Review by Simeon Shoul

At the start of the second volume in Simon R. Green's new Deathstalker series, things are looking decidedly sticky for the forces of cover scanGood. The Empire of Humanity is in a serious tailspin. Finn Durandal, ex-Paragon turned "Delusional Sociopath," is tightening his grip on power, aided by a massive conspiracy of Fascist 'Pure Humanity,' 'Neumen,' 'Uber-Espers,' and the 'Church Militant.'

The King, Douglas Campbell is suffering through a self-imposed retreat, prey to a broken heart; Parliament, lacking his guidance, is crumbling into a coterie of factions and sycophants; Espers and Aliens are being systematically scapegoated, the Media are licking the boots of the new powers.

A few hardy souls fight against the rising tide of Tyranny and fanaticism. Paragon Emma Steel and her ditzy side-kick, Demon Girl Reporter Nina Malapert (who believes in flamboyant hairstyles and very big guns), get in a few good licks; King Douglas, even when boxed into a corner, is not to be taken lightly, and the Esper collective, the Oversoul, has some interesting cards to play.

Nonetheless, at the end of the day real resistance lies where it always has, in the hands of a Deathstalker.
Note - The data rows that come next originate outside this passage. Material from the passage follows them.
Issue #385, opened 2018-05-16
Fluid xmlns declaration silently fails if using https


georgringer:
Currently fluid just checks `http://typo3.org/ns' in `NamespaceDetectionTemplateProcessor` with 
```
if (strpos($namespaceUrl, 'http://typo3.org/ns/') === 0) {
    $namespaceUri = substr($namespaceUrl, 20);
    $namespacePhp = str_replace('/', '\\', $namespaceUri);
} elseif (!preg_match('/([^a-z0-9_\\\\]+)/i', $namespaceUrl)) {
    $namespacePhp = $namespaceUrl;
    $namespacePhp = preg_replace('/\\\\{2,}/', '\\', $namespacePhp);
} else {
    $namespacePhp = null;
}
```

It should also allow `https://typo3.org/ns``
This issue is a copy of https://forge.typo3.org/issues/85018

NamelessCoder:
I'm afraid this is a misunderstanding (see PR thread). The schema has only one identifier. Allowing it to have a secondary identifier with https will merely confuse an IDE because the schema no longer contains the same ID as your import. Keep in mind that the xmlns-style imports have a meaning both in Fluid and generally as XML!

sascha-egerer:
As already said the namespace is a case sensitive identifier. This change does not really make sense.
See also https://www.w3.org/TR/2009/REC-xml-names-20091208/#NSNameComparison

webloft:
It may be fine that namespace is case sensitve - but it should not silently ignore anything.

webloft:
OK. But using a different scheme does not change the actual URI in my sight even it is not a goal to support multiple schemes. Its a more a logic thing - like forward non-www to www-address. If the URI contains the token //typo3.org/ns/ it should be clear that a PHP namespace should be used and the problem is gone - any points against?

NamelessCoder:
> any points against?

Absolutely there are points against. At the core of the issue is the fact that this isn't a URI, it is an ID. We do not allow "loose" IDs anywhere - that would add to the confusion, not prevent it. They *must* be unique and there *must* exist only one ID for each namespace.

This doesn't only relate to the PHP namespaces. It's also about identifying XSD files - the schema isn't something we invented and we have to follow the rules for implementing it. It's easy to get tunnel vision and look at only the xmlns-to-PHP relationship of Fluid, but it actually builds on well defined standards that impose this ID pragma.

[...]

PR #386, opened 2018-05-16
Allow https://typo3.org/ns/ as namespace declaration

georgringer:
Resolves: #385


NamelessCoder:
Hi Georg,

The very short version of why this is not going to happen, is that the NS "URLs" are in fact not URLs. They are identifiers. The URLs serve no content and you are not supposed to download them. All they do is _act as an identity of this specific schema so that you can connect the schema to the import statement by way of this URL instead of a file path, then import and use the schema(s) independently of their file locations_.

So there is no sense in adjusting which URLs are supported: anything you add that is *not* the correct URL (e.g. if you use https instead) is the same as using an invalid ID and will only sever the connection between schema and import.

Please also note that the namespace URL (the ID) is recorded in the schema file itself.

sascha-egerer:
See https://github.com/TYPO3/Fluid/pull/360

NamelessCoder:
Closed with same reason as https://github.com/TYPO3/Fluid/pull/360. It may (likely will) be possible in the future to use different prefixes (that you create) if you don't mind the situation described in #260.

PR #388, opened 2018-05-29
Add class name to exception message

revoltek-daniel:


NamelessCoder:
For posterity:

* The commit message subject does not confirm to our requirements (`[TASK]` prefix for this one)
* The code CGL is incorrect. When we have this structure, we split arguments into individual lines.

I would suggest always leaving pull requests open for at least 24 hours unless they've been cleared with a team member.

mbrodala:
@NamelessCoder Sorry, I didn't check the commit message itself, only the change.

If this change violates the CGL, shouldn't Travis and/or Scrutinizer say so?

NamelessCoder:
> If this change violates the CGL, shouldn't Travis and/or Scrutinizer say so?

I don't think either will report these things currently, though it would be nice if they did. But we really need to be more careful as well because when squash merging (which you should always do) the commit message most often must be rewritten and there are no checks at this point, what you write is what gets committed w/o needing a Travis test pass.

mbrodala:
OK, I'll try to keep this in mind. :-)

PR #393, opened 2018-07-09
[FEATURE] Deprecate evaluateCondition() in favor of verdict()

NamelessCoder:
The AbstractConditionViewHelper method evaluateCondition
was less than ideal, in that it:

* Only received arguments and thus could not support context
  related conditions.
* Was protected which prevents a future refactoring to call the
  method to evaluate directly from the compiled code.
* Was not strictly requiring an array of arguments which meant
  technically unsafe code (static analysis would demand guard)

Instead of breaking the API, the old method is deprecated in
favor of a new method which strictly requires arguments as an
array and the current instance of the rendering context.

The new method is made public though it is still not being
called as such - this is in preparation for a future improvement
of the compiled code to clean up the current closure-based
solution for evaluating the if-elseif-else structure.

In addition, this patch:

* Refactors the condition ViewHelper so using the base class
  does not automatically register a “condition” argument.
* Refactors `f:if` to use the new API method.

### DIFF
--- a/src/Core/ViewHelper/AbstractConditionViewHelper.php
+++ b/src/Core/ViewHelper/AbstractConditionViewHelper.php
@@ -44,7 +44,60 @@ abstract class AbstractConditionViewHelper extends AbstractViewHelper
     {
         $this->registerArgument('then', 'mixed', 'Value to be returned if the condition if met.', false);
         $this->registerArgument('else', 'mixed', 'Value to be returned if the condition if not met.', false);
-        $this->registerArgument('condition', 'boolean', 'Condition expression conforming to Fluid boolean rules', false, false);
+    }
+
+    /**
+     * Renders <f:then> child if $condition is true, otherwise renders <f:else> child.
+     * Method which only gets called if the template is not compiled. For static calling,
+     * the then/else nodes are converted to closures and condition evaluation closures.
+     *
+     * @return string the rendered string
+     * @api
+     */
+    public function render()
+    {
+        if (static::verdict($this->arguments, $this->renderingContext)) {
+            return $this->renderThenChild();
+        }
+        return $this->renderElseChild();
+    }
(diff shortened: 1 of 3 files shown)


src/Core/ViewHelper/AbstractConditionViewHelper.php
```diff
@@ -60,6 +60,7 @@ public function initializeArguments()
      * subclasses that will be using this base class in the future. Let this
      * be a warning if someone considers changing this method signature!
      *
+     * @deprecated Deprecated in favor of ClassName::verdict($arguments, renderingContext), will no longer be called in 3.0
```
mbrodala: This method should be moved downwards (after `public`, before `private`) then.

NamelessCoder:
Made a few additions which should be completely safe to do and means custom condition ViewHelpers can be made to very clearly support different arguments than `condition`. Not having this as a required argument on the base class is IMHO cleaner - but technically it means that if someone, somewhere, has a custom condition VH which does not subclass `f:if` but instead subclasses the abstract condition VH class, and that class uses the `condition` argument but does not register it.

I think that use case is extremely unlikely.

kitsunet:
Nice change! I like the direction a lot :)

NamelessCoder:
Thanks @kitsunet - do you know of any condition VH use cases in Neos that might be negatively affected by removing the `condition` argument from the abstract class? We've got a few "role.isFoobar" conditions in TYPO3, which come from Flow so you probably have the same or more.

kitsunet:
Will check, but even if, that is easily fixed :)

NamelessCoder:
Rebased for your convenience :)

NamelessCoder:
I'd throw an "Approved" for the unit test change - but I'm not allowed. So here it is instead: 👍

Issue #148, opened 2016-09-16
Cant check for "variable is not set" in Ternary Expressions 


sascha-egerer:
It is not possible to check if a variable is not set in a ternary expression.

`{ myArray.invalidVariable ? 'yes' : 'no' }` Will always return `yes` because `myArray.invalidVariable` is evaluated as a string as not variable is found with this name

`{('{myArray.invalidVariable}' !== '') ? 'yes' : 'no'}` does also not work as the parser does not recognize this syntax as a ternary expression but simply outputs the text.

NamelessCoder:
Looks like we should change the default to NULL when variable does not exist. Regarding the more complex expression the TernaryExpressionNode and other ExpressionNodes only support strict variable references - and no nested expressions either.

sascha-egerer:
I tried that already but had no time to dig further into this. Simply changing this behavior does not work as the function `getTemplateVariableOrValueItself` is used and this behavior is also required in some cases.

NamelessCoder:
It would seem we should not use `getTemplateVariableOrValueItself` - instead we can use `$renderingContext->getVariableProvider()->get('name')`. The "variable or value itself" logic is intended for use in cases where you *do need the hardcoded value*, for example in MathExpressionNode where expression parts can be operators/operands/hardcoded numbers rather than merely variable references. The same is *not true* for TernaryExpressionNode which must explicitly only support template variable references.

NamelessCoder:
On a side note: this expression node class could use a bit of cleanup to remove the `'true'` and `'false'` expression matches since they do not make sense in this context.

PR #394, opened 2018-07-09
[BUGFIX] Fix ternary condition behaviors

NamelessCoder:
This patch corrects the following problems for
ternary conditions:

* Dotted paths were not detected correctly.
* The “then” part was mandatory
* Negating the condition did not work correctly

All three described cases are working now.

Fixes: #148

### DIFF
--- a/examples/Resources/Private/Singles/Conditions.html
+++ b/examples/Resources/Private/Singles/Conditions.html
@@ -10,7 +10,12 @@ Conditions template from Singles.
 	<f:else>Not touched</f:else>
 </f:if>
 
-Ternary expression: {checkTernary ? ternaryTrue : ternaryFalse}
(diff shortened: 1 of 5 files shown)


examples/Resources/Private/Singles/Conditions.html
```diff
@@ -10,7 +10,12 @@
 	<f:else>Not touched</f:else>
 </f:if>
 
-Ternary expression: {checkTernary ? ternaryTrue : ternaryFalse}
+Ternary expression without then case: {ternaryTrue ? : ternaryFalse}
```
mbrodala: I assume this also works with `?:` instead of `? :`? If yes, then we should prefer that since that's the common notation in PHP.

NamelessCoder: Works both without and with any number and type of spaces between the parts.

PR #397, opened 2018-07-16
[BUGFIX] Process paths individually in warmup

NamelessCoder:
A bug in the warmup code meant that all templates,
partials and layouts which were in sub-folders in
the root paths, would cause file not resolved errors
due to using basename() on the absolute file path.

To remedy this, each path has to be traversed by
itself and the relative file path has to be determined
by trimming off the root path. The result is that any
level of sub-folders can be supported in warmup.


mbrodala:
I can test as soon as https://github.com/NamelessCoder/typo3-cms-fluid-precompiler/pull/5 is merged. ;-)

NamelessCoder:
Small Fluid patches are just perfect for gearing down from being "in the zone" for almost a year now. But I *am* gearing down to actually go on break ;)

PR #398, opened 2018-07-26
[TASK] Extend MathExpressionNode tests with chained math

NamelessCoder:
Adds test cases for expressions like {a + 1 * 2}.

Also labels test cases.


NamelessCoder:
This would actually have been rebased away since it got fixed in another PR ;)

mbrodala:
Hm, so I just wasted time coming up with nice labels? ;-)

mbrodala:
OK, that's true indeed. Notice that I would rewrite `$a(value)` to `$a (value)` to make it clear that this is not a function call but instead a variable with its internal value.

NamelessCoder:
@mbrodala I think this is ready - trimmed down to only adding test cases for chained math.

tests/Unit/Core/Parser/SyntaxTree/Expression/MathExpressionNodeTest.php
```diff
@@ -39,16 +39,21 @@ public function testEvaluateExpression($expression, array $variables, $expected)
...
-            ['2 * 4', [], 8],
-            ['4 / 2', [], 2],
-            ['4 ^ 2', [], 16],
-            ['a + 1', ['a' => 1], 2],
-            ['1 + b', ['b' => 1], 2],
-            ['a + b', ['a' => 1, 'b' => 1], 2],
+            'Invalid operator returns zero' => ['1 gabbagabbahey 1', [], 0],
+            'Simple addition' => ['1 + 1', [], 2],
+            'Chained addition' => ['1 + 1 + 1', [], 3],
+            'Multiplication before addition' => ['1 + 1 * 2', [], 4],
```
mbrodala: Uhm, shouldn't this be `3`?

NamelessCoder: The expressions don't know about operator priority, so `1 + 1 = 2 * 2 = 4` is what it sees. It intentionally also doesn't know about parenthesis grouping in order to KISS.

If you know a reasonable way to implement operator priority (see also source of the expression class) I'd definitely consider adding that as a feature.

PR #401, opened 2018-08-07
[BUGFIX] Prevent binary characters in compiled templates

mbrodala:
When compiled templates are retrieved from the cache and contain binary characters, arbitrary behavior may occur, usually a huge pile of Chinese-like characters is outputted and the template class cannot be loaded. Avoid this by delegating the generation of the compiled node state to the node converter.

### DIFF
--- a/src/Core/Compiler/TemplateCompiler.php
+++ b/src/Core/Compiler/TemplateCompiler.php
@@ -230,7 +230,7 @@ class TemplateCompiler
 %s {
 
 public function getLayoutName(\TYPO3Fluid\Fluid\Core\Rendering\RenderingContextInterface \$renderingContext) {
-\$self = \$this; 
+\$self = \$this;
 %s;
 }
 public function hasLayout() {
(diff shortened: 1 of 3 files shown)


mbrodala:
I'll fix the failing tests later.

mbrodala:
A bit more background: the binary characters come from the serialization of objects with protected or private properties since PHP mangles their names using 0 (null) bytes.

NamelessCoder:
Please use `PHP_EOL` instead of `chr(10)`. You could also easily sell this one as a TASK to clean up the conversion of VH argument nodes / removing duplicated conversion.

mbrodala:
I tried to stick to the line endings used in the `TemplateCompiler`. Personally I'd prefer `"\n"` or even heredoc where possible.

NamelessCoder:
I'd welcome a PR that string-replaces `chr(10)` with `PHP_EOL` - some of these are nearly a decade old by now ;)

mbrodala:
Sure thing, but first I'd like to see this one fixed. ;-)

Issue #400, opened 2018-08-02
Refactoring content argument support into AbstractViewHelper


NamelessCoder:
This issue is more of a TODO:

It would make a lot of sense to refactor the CompileWithContentArgumentAndRenderStatic trait to merge it into AbstractViewHelper, thus giving any ViewHelper the option of setting `protected $contentArgumentName = 'myargument';` in a VH class to opt-in to using content arguments.

The trait would then be deprecated.

There is one pitfall:

The content argument name resolving method in the trait cannot be copied to the AbstractViewHelper. Instead, this abstract class must only ever do content argument related processing if `$this->contentArgumentName` is explicitly not-null. Otherwise, all ViewHelpers would start to automatically use the first optional argument as content argument which we definitely want to avoid.

The deprecation of the trait does not necessarily need to be done any time soon as it would still provide the auto-resolving capability instead of requiring an explicit property in the class. But it may be necessary to refactor the trait to rename the property to avoid a collision.

NamelessCoder:
Related issue: #387

NamelessCoder:
Made redundant by up-coming Fluid 3.0.

PR #404, opened 2018-08-23
[FEATURE] Allow content argument on ViewHelpers without trait

NamelessCoder:
This change deprecates CompileWithContentArgumentAndRenderStatic
in favor of a similar, but explicit, solution on AbstractViewHelper.

Content argument is possible on any ViewHelper after this
change but must explicitly be opted-in by one of two methods:

* Set `protected $contentArgumentName` to name of argument.
* Override `resolveContentArgumentName` and return name.

The latter of the two methods is implemented so ViewHelpers
can be plug-and-play compatible even with the trait hollowed
out and deprecated.

A couple of ViewHelpers and related tests have additionally
been refactored to not assume that render() is implemented
(the method is now optional), instead using static calling. This
allowed removing the deprecated trait from those ViewHelpers.

Close: #400

### DIFF
--- a/src/Core/ViewHelper/AbstractViewHelper.php
+++ b/src/Core/ViewHelper/AbstractViewHelper.php
@@ -7,6 +7,7 @@ namespace TYPO3Fluid\Fluid\Core\ViewHelper;
  */
 
 use TYPO3Fluid\Fluid\Core\Compiler\TemplateCompiler;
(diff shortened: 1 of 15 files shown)


NamelessCoder:
Closing; the desired behavior can be achieved with null coalesce without using the trait.

`$argOrContent = $arguments['foo'] ?? $this->renderChildren();`

PR #406, opened 2018-09-09
[TASK] Refactor child node evaluation to iterable

NamelessCoder:
This patch slightly refactors the way evaluateChildNodes
behaves, allowing the return value from getChildNodes
to be any type of iterable type/object.

There are currently no use cases in existence that would
change a node to return non-arrays from getChildNodes
but in order to support this in the future we can refactor
now without ill effects.

(I am in fact working on something that would require it)

### DIFF
--- a/src/Core/Parser/SyntaxTree/AbstractNode.php
+++ b/src/Core/Parser/SyntaxTree/AbstractNode.php
@@ -31,20 +31,18 @@ abstract class AbstractNode implements NodeInterface
      */
     public function evaluateChildNodes(RenderingContextInterface $renderingContext)
     {
-        $childNodes = $this->getChildNodes();
-        $numberOfChildNodes = count($childNodes);
-        if ($numberOfChildNodes === 0) {
+        $evaluatedNodes = [];
+        foreach ($this->getChildNodes() as $childNode) {
+            $evaluatedNodes[] = $this->evaluateChildNode($childNode, $renderingContext, false);
+        }
+        // Make decisions about what to actually return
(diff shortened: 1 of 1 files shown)


src/Core/Parser/SyntaxTree/AbstractNode.php
```diff
@@ -56,12 +54,22 @@ public function evaluateChildNodes(RenderingContextInterface $renderingContext)
...
+            $output = $this->cast($output);
+        }
+        return $output;
+    }
+
+    /**
+     * @param mixed $value
+     * @return string
+     */
+    protected function cast($value)
```
mbrodala: This should be named `castToString` to clarify its purpose.

src/Core/Parser/SyntaxTree/AbstractNode.php
```diff
@@ -31,20 +31,18 @@
...
         }
-        $output = '';
-        /** @var $subNode NodeInterface */
-        foreach ($childNodes as $subNode) {
-            $output .= $this->evaluateChildNode($subNode, $renderingContext, true);
+        if (count($evaluatedNodes) === 1) {
+            return $evaluatedNodes[0];
         }
-        return $output;
+        return (string) implode('', array_map([$this, 'cast'], $evaluatedNodes));
```
mbrodala: You can drop the string cast for the return value of `implode()` since that function always returns a string.

NamelessCoder:
Good points, taking care of it :)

Lewis Deathstalker, latest in a long line of doughty warriors, is bustling around the Empire trying to find allies and answers in the quest to a) Get rid of Finn, b) Beat back the ever-encroaching Planet-munching Terror, and c) Bring back from the dead his ancestor, Owen Deathstalker, Hero of the Old Empire, last seen alive some 200 years ago.

With Lewis go his lover, Jessamine Flowers, Galaxy famous Diva; Brett Random, career coward and expert conman; Rose Constantine, professional gladiator and homicidal psychopath, and Saturday, a hermaphroditic mini-tyrannosaur.

As revolutionaries go they're not exactly in the Lenin league. Basically they hop from planet to planet, digging up relics and occasional people left-over from Owen's time. Oh yes, and they kill a lot of things to. In fact, they kill an enormous number of things! It seems they can hardly set foot on a planet without either: a) Finn sending a large army of storm-troopers and war-machines which they have to deal with or, b) The environment trying to eat them alive.

Seldom, if ever, has so much blood, gore, body organs and vegetable mulch been righteously scattered to the four winds by sword weilding heroes! Disrupter beams, mind-bombs, grenades (plus the occasional sneaky assassination on the sidelines) add to the mayhem, and it's a good thing nobody's taking a body count of the victims because if they were the numbers would be astonomical.

Little by little, inescapably (I'm giving nothing away here) Lewis and company circle closer and closer to the ultimate enigma, the planet of Haden, wherein lies the great mystery, the Madness Maze. Once, Owen walked into this surreal labyrinth, emerging a Superman; will Lewis go the same way? Or will the Maze turn him into a raving lunatic or gibbering monster, as it has ten thousand brave souls before?

Well, read the book and find out, is my recommendation. What you get is a guaranteed blood-and-thunder romp, shot-through with broad swathes of fashion parody, a sustained piss-take on 'lives of the Rich and Famous' and the occasional lance of satire. This last is refreshing stuff. It's mostly aimed at Dictatorship, Fascism, Established Religion, the Toadying Media and so forth--and it's nice to find an author who knows that laughter is the most destructive weapon to aim at a repressive establishment.

In short, very violent, very funny, very good.